Brief. Reproduce all the data, character for character.
Source material Start Marker
PR #1848, opened 2023-09-25
fix: Allow `getCameraDevice` to return `undefined` when no Devices are available (e.g. iOS Simulator)

### LINKED ISSUE #1847: 🐛 No camera device found in IOS simulator
### What's happening?

image

### Reproduceable Code

```tsx
const device = useCameraDevice(cameraPosition, {
    physicalDevices: [
      'ultra-wide-angle-camera',
      'wide-angle-camera',
      'telephoto-camera',
    ],
  });
// this hook should check if we are in the simulator it should return null or undefined, without throwing an error in case of a simulator.
```

### Relevant log output

```shell
No camera device could be found!
```

### Camera Device

```json
{

}
```

### Device

Simulator iPhone 15

### VisionCamera Version

3.1.0

### Can you reproduce this issue in the VisionCamera Example app?

I didn't try (⚠️ your issue might get ignored & closed if you don't try this)

### Additional information

- [X] I am using Expo
- [X] I have enabled Frame Processors (react-native-worklets-core)

mrousavy:
## What

On an iOS simulator, `getAvailableCameraDevices()` returns `[]` (there are no cameras unfortunately).

This PR returns `undefined` instead of throwing an error if no device can be found.

## Related issues

- Fixes #1847 

cc @hamdij0maa

### DIFF
--- a/package/src/devices/getCameraDevice.ts
+++ b/package/src/devices/getCameraDevice.ts
@@ -1,5 +1,4 @@
 import { CameraDevice, CameraPosition, PhysicalCameraDeviceType } from '../CameraDevice';
-import { CameraRuntimeError } from '../CameraError';
 
 export interface DeviceFilter {
   /**
@@ -24,7 +23,7 @@ export interface DeviceFilter {
 }
 
 /**
- * Get the best matching Camera device that best satisfies your requirements using a sorting filter.
+ * Get the best matching Camera device that best satisfies your requirements using a sorting filter, or `undefined` if {@linkcode devices} does not contain any devices.
  * @param position The position of the Camera device relative to the phone.
  * @param filter The filter you want to use. The Camera device that matches your filter the closest will be returned
  * @returns The Camera device that matches your filter the closest, or `undefined` if no such Camera Device exists on the given {@linkcode position}.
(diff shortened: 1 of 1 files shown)


hamdij0maa:
<3 🚀

hirbod:
@mrousavy just an idea: could it be possible to have a look how [Tesla Motors](https://github.com/teslamotors/react-native-camera-kit) achieves fake camera previews inside the simulator with their RN module? Maybe it could be copied

https://github.com/teslamotors/react-native-camera-kit/blob/master/ios/ReactNativeCameraKit/SimulatorCamera.swift
https://github.com/teslamotors/react-native-camera-kit/blob/master/ios/ReactNativeCameraKit/SimulatorPreviewView.swift

mrousavy:
@hirbod unfortunately not, no. Also that lib was written by Wix and just got moved to Tesla.

The reason why this will not work is because VisionCamera builds upon Camera Devices, allowing the user to select any given camera device. I cannot simulate a fake device, as that would mean I have to:

1. Create a dummy `CameraDevice` specifically for iOS simulators
2. Add dummy implementation for every single Camera Device specific function (start session, enable flash, etc) because those depend on the low-level hardware device type
3. Resolve takePhoto and recordVideo with dummy files
4. Simulate a fake preview using Metal (that's surprisingly the easy part)

Which is a shit ton of extra code. Like really, a shit ton. 

The real solution would be to add support to Cameras on iOS simulators (e.g the macbooks camera, I am surprised this still doesn't work.)

hirbod:
Yeah, makes sense. That extra work is indeed too much.

xts-bit:
@hirbod @mrousavy Like Will it support FaceTime support on Macs?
Source material End Marker
Response to this exercise.
PR #1848, opened 2023-09-25
fix: Allow `getCameraDevice` to return `undefined` when no Devices are available (e.g. iOS Simulator)

### LINKED ISSUE #1847: 🐛 No camera device found in IOS simulator
### What's happening?

image

### Reproduceable Code

```tsx
const device = useCameraDevice(cameraPosition, {
    physicalDevices: [
      'ultra-wide-angle-camera',
      'wide-angle-camera',
      'telephoto-camera',
    ],
  });
// this hook should check if we are in the simulator it should return null or undefined, without throwing an error in case of a simulator.
```

### Relevant log output

```shell
No camera device could be found!
```

### Camera Device

```json
{

}
```

### Device

Simulator iPhone 15

### VisionCamera Version

3.1.0

### Can you reproduce this issue in the VisionCamera Example app?

I didn't try (⚠️ your issue might get ignored & closed if you don't try this)

### Additional information

- [X] I am using Expo
- [X] I have enabled Frame Processors (react-native-worklets-core)

mrousavy:
## What

On an iOS simulator, `getAvailableCameraDevices()` returns `[]` (there are no cameras unfortunately).

This PR returns `undefined` instead of throwing an error if no device can be found.

## Related issues

- Fixes #1847 

cc @hamdij0maa

### DIFF
--- a/package/src/devices/getCameraDevice.ts
+++ b/package/src/devices/getCameraDevice.ts
@@ -1,5 +1,4 @@
 import { CameraDevice, CameraPosition, PhysicalCameraDeviceType } from '../CameraDevice';
-import { CameraRuntimeError } from '../CameraError';
 
 export interface DeviceFilter {
   /**
@@ -24,7 +23,7 @@ export interface DeviceFilter {
 }
 
 /**
- * Get the best matching Camera device that best satisfies your requirements using a sorting filter.
+ * Get the best matching Camera device that best satisfies your requirements using a sorting filter, or `undefined` if {@linkcode devices} does not contain any devices.
  * @param position The position of the Camera device relative to the phone.
  * @param filter The filter you want to use. The Camera device that matches your filter the closest will be returned
  * @returns The Camera device that matches your filter the closest, or `undefined` if no such Camera Device exists on the given {@linkcode position}.
(diff shortened: 1 of 1 files shown)


hamdij0maa:
<3 🚀

hirbod:
@mrousavy just an idea: could it be possible to have a look how [Tesla Motors](https://github.com/teslamotors/react-native-camera-kit) achieves fake camera previews inside the simulator with their RN module? Maybe it could be copied

https://github.com/teslamotors/react-native-camera-kit/blob/master/ios/ReactNativeCameraKit/SimulatorCamera.swift
https://github.com/teslamotors/react-native-camera-kit/blob/master/ios/ReactNativeCameraKit/SimulatorPreviewView.swift

mrousavy:
@hirbod unfortunately not, no. Also that lib was written by Wix and just got moved to Tesla.

The reason why this will not work is because VisionCamera builds upon Camera Devices, allowing the user to select any given camera device. I cannot simulate a fake device, as that would mean I have to:

1. Create a dummy `CameraDevice` specifically for iOS simulators
2. Add dummy implementation for every single Camera Device specific function (start session, enable flash, etc) because those depend on the low-level hardware device type
3. Resolve takePhoto and recordVideo with dummy files
4. Simulate a fake preview using Metal (that's surprisingly the easy part)

Which is a shit ton of extra code. Like really, a shit ton. 

The real solution would be to add support to Cameras on iOS simulators (e.g the macbooks camera, I am surprised this still doesn't work.)

hirbod:
Yeah, makes sense. That extra work is indeed too much.

xts-bit:
@hirbod @mrousavy Like Will it support FaceTime support on Macs?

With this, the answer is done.